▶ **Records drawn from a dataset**
# # # #

Issue #1298, opened 2023-11-06
DOC: Typo in codes comments


anna1963:
### Issue with current documentation:

Here is a screenshot from: https://docs.simpeg.xyz/content/tutorials/05-dcr/plot_fwd_2_dcr2d.html
It says “10% Gaussian noises” in the comment but using np.random.rand (uniform distribution) to generate the noises instead of using np.random.normal, so it's supposed to be "5% uniform distribution". Either correct codes or correct comments. Thanks!
<img width="393" alt="Screen Shot 2023-11-05 at 5 22 32 PM" src="https://github.com/simpeg/simpeg/assets/68674174/50c05570-d7f9-4bcf-8bb0-8ac3eba668c8">

PR #1312, opened 2023-12-27
ISSUE-1298: Use normal distributed noise in example.

domfournier:
Change reference to random.rand to random.randn for a centred normal distribution.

# # # #

▶ **Work item**
Write out all the entries exactly.

▶ **Solution to this task**
Issue #1298, opened 2023-11-06
DOC: Typo in codes comments


anna1963:
### Issue with current documentation:

Here is a screenshot from: https://docs.simpeg.xyz/content/tutorials/05-dcr/plot_fwd_2_dcr2d.html
It says “10% Gaussian noises” in the comment but using np.random.rand (uniform distribution) to generate the noises instead of using np.random.normal, so it's supposed to be "5% uniform distribution". Either correct codes or correct comments. Thanks!
<img width="393" alt="Screen Shot 2023-11-05 at 5 22 32 PM" src="https://github.com/simpeg/simpeg/assets/68674174/50c05570-d7f9-4bcf-8bb0-8ac3eba668c8">

PR #1312, opened 2023-12-27
ISSUE-1298: Use normal distributed noise in example.

domfournier:
Change reference to random.rand to random.randn for a centred normal distribution.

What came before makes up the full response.